PR #524, opened 2023-04-25
Kyue add docstring

ngohikennyyue:
## Type of change

## Checklist:


tools/RAiDER/dem.py
```diff
@@ -22,9 +22,19 @@
 
 
 def getHeights(ll_bounds, dem_type, dem_file, lats=None, lons=None):
```
jlmaurer, line 24: We are actually not using this function at all now, so I suggest to remove it.

jlmaurer (commented):
@ngohikennyyue thanks for submitting! There is another PR that also covers the docstring on download_dem so I will wait for that one to merge and then compare this one.

jlmaurer:
Handled by #523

════════════════════

TASK TO CARRY OUT: Using only the data above, copy out the lines that include the word "ngohikennyyue".

WRITTEN RESPONSE:
ngohikennyyue:
@ngohikennyyue thanks for submitting! There is another PR that also covers the docstring on download_dem so I will wait for that one to merge and then compare this one.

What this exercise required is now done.